The label counts indicate that the "Gas car, *" classes occupy a majority of mode instances in the dataset. After computing the share, I observe that the two modes account for 46.32% of the total mode counts. In my opinion, since the user_id in question contains modes that are high in frequency, we are overfitting to this user.

rahulkulhalli commented 1 year ago

For all the three user_ids in question, their labels all belong to the top 4 most frequently occurring modes. This could be why we obtain extremely confident results for these users.

rahulkulhalli commented 1 year ago

I can perform an analysis on users who have modes exclusively belonging to the lower half of the frequency table and verify this assumption.

rahulkulhalli commented 1 year ago

which immediately tells us we have a bad model of the underlying prediction making process (even though the predictions themselves work well in this context))

Note that this is not the sensed-mode predictions.
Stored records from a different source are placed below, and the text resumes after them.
PR #7784, opened 2025-09-03
Added theme objects for icons

jcfilben:

### DIFF
--- a/src/js/components/Tabs/Tabs.js
+++ b/src/js/components/Tabs/Tabs.js
@@ -47,6 +47,8 @@ const Tabs = forwardRef(
     const [focusIndex, setFocusIndex] = useState(-1);
     const headerRef = useRef();
     const size = useContext(ResponsiveContext);
+    const PreviousIcon = theme.tabs.header?.previousButton?.icon || Previous;
+    const NextIcon = theme.tabs.header?.nextButton?.icon || Next;
 
     const sendAnalytics = useAnalytics();
 
@@ -343,7 +345,7 @@ const Tabs = forwardRef(
               onClick={() => moveByArrowKey('previous')}
             >
               <Box pad={theme.tabs.header.previousButton.pad}>
-                <Previous
+                <PreviousIcon
                   color={
                     disableLeftArrow
                       ? theme.button.disabled.color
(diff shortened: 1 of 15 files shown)


src/js/components/Tabs/Tabs.js
```diff
@@ -47,6 +47,8 @@ const Tabs = forwardRef(
     const [focusIndex, setFocusIndex] = useState(-1);
     const headerRef = useRef();
     const size = useContext(ResponsiveContext);
+    const PreviousIcon = theme.tabs.header?.previousButton?.icon || Previous;
+    const NextIcon = theme.tabs.header?.nextButton?.icon || Next;
```
britt6612, line 51: this format seems different any reason why its not 

```
    const PreviousIcon = theme.tabs.header?.icons?.previousButton || Previous;
    const NextIcon = theme.tabs.header?.icons?.nextButton || Next;
```

src/js/themes/base.js
```diff
@@ -488,6 +488,9 @@ export const generate = (baseSpacing = 24, scale = 6) => {
       },
       busy: {
         gap: 'small',
+        // icons: {
+        //   success: Checkmark,
```
britt6612: should this be undefined?

britt6612:
couple small comments

src/js/themes/base.js
jcfilben: Good call, just fixed

src/js/components/Tabs/Tabs.js
jcfilben: Is it the theme format that you expected to be different?

britt6612: you have 
```
theme.tabs.header?.nextButton?.icon
```

in other places though its 
```theme.tabs.header?.icons?...```

Comment (jcfilben) [reply src/js/components/Tabs/Tabs.js:51]: Discussed offline, since `previousButton` and `nextButton` objects were already available in the theme, we were going to leave `icon` under those instead of creating a new icons object. Open to other thoughts here.

File: src/js/themes/base.d.ts [hunk 3]
```diff
@@ -187,6 +187,9 @@ interface ButtonType {
   };
   busy?: {
     gap?: GapType;
+    icons?: {
+      success?: React.ReactNode | Icon;
```
halocline, line 191: A caller would be able use an `<svg>` in their theme, correct? Is it worthwhile to include a test(s) covering icon types other than `Icon`?

jcfilben: Added a test covering the svg case. For now I just added it to one component (DataFilters), let me know if you think we should include it on all of them.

This is (if Wen has implemented it correctly) label assist using a random forest model. Random forest has been well-studied in the literature for multiple years now. Both the training and the test datasets are drawn from the trips for the same user - you can't get much more representative than that.
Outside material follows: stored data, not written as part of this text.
PR #7779, opened 2025-08-22
Add theme support for `theme.dataChart.granularity.y`

taysea:
#### What does this PR do?

Since grommet-theme-hpe is expanding the range of t-shirt sizes, need a way to redefine our desired granularities.

#### Do Jest tests follow these best practices?

- [ ] `screen` is used for querying.
- [ ] The correct query is used. (Refer to [this list of queries](https://testing-library.com/docs/queries/about/#priority))
- [ ] `asFragment()` is used for snapshot testing.

PR #7778, opened 2025-08-21
add theme values

britt6612:
#### What does this PR do?
Adds theme objects for the dataChart component.
Based on changes in https://github.com/grommet/grommet/pull/7591
#### Where should the reviewer start?
DataChart
#### Do Jest tests follow these best practices?

- [ ] `screen` is used for querying.
- [ ] The correct query is used. (Refer to [this list of queries](https://testing-library.com/docs/queries/about/#priority))
- [ ] `asFragment()` is used for snapshot testing.

#### Any background context you want to provide?
https://github.com/grommet/grommet/pull/7591
#### Do the grommet docs need to be updated?
yes
#### Should this PR be mentioned in the release notes?
yes
#### Is this change backwards compatible or is it a breaking change?
backwards compatible

PR #7791, opened 2025-09-10
Add test for DataChart theme obj

jcfilben:
#### What does this PR do?
Adds a test for the following PRs
https://github.com/grommet/grommet/pull/7779
https://github.com/grommet/grommet/pull/7778

### DIFF
--- a/src/js/themes/base.d.ts
+++ b/src/js/themes/base.d.ts
@@ -857,51 +857,6 @@ export interface ThemeType {
         huge?: string;
       };
     };
-    dataChart?: {
-      gap?: GapType;
-      granularity?: {
-        y?: {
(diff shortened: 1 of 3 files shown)


src/js/themes/base.d.ts
```diff
@@ -923,6 +878,51 @@ export interface ThemeType {
       pad?: PadType;
     };
   };
+  dataChart?: {
```
britt6612, line 881: why you move this?

jcfilben: Before it was under `clock`

britt6612: ah good okay!

britt6612 (approved):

I don't understand why would we have a bad model of the underlying prediction making process in this case

I believe it would be prudent to investigate the training procedure once. In my experience, class imbalance may be a major factor for a model that exhibits high variance and low bias. A way to remediate it would be to add class weights and enable bootstrapping. The latter adds a slight regularizing effect.
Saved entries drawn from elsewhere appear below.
PR #7797, opened 2025-09-18
[UPGRADE] packageS that do not cause snapshot changes

Sulaymon333:
#### What does this PR do?
- upgrade packageS that do not cause snapshot changes


package.json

rahulkulhalli commented 1 year ago

@allenmichael099 I'm attaching the true mode distance proportions across both the splits:

image

shankari commented 1 year ago

The label counts indicate that the "Gas car, *" classes occupy a majority of mode instances in the dataset. After computing the share, I observe that the two modes account for 46.32% of the total mode counts. In my opinion, since the user_id in question contains modes that are high in frequency, we are overfitting to this user.

Are you concerned about overfitting to this user or to overfitting the model more generally?

Note that we are not super picky here - we just want the difference between GT and computed to be within 1 variance. And the difference is small; it is just that the variance is even smaller.

This "slight difference" in distributions matters!

We did sensitivity analysis on the multinomial distributions in Grace's paper, so we should be able to identify what point that is. But IIRC, it was not that small.

by just applying these estimates to enough miles traveled.

For Grace's paper, we converted the numbers to km since the multinomial method only works for integers. Has that been done here?

If that has already been done, note that Grace's paper uses the combined distances across users, and uses CMs from two different programs, which are likely to be much more different than the CMs from the same user.

I don't see the probability-based CM here, @rahulkulhalli should verify https://github.com/WenZhang-Vivien/downstream_matrices_evaluations/issues/1#issuecomment-1682794218

And the difference was within one variance in that case.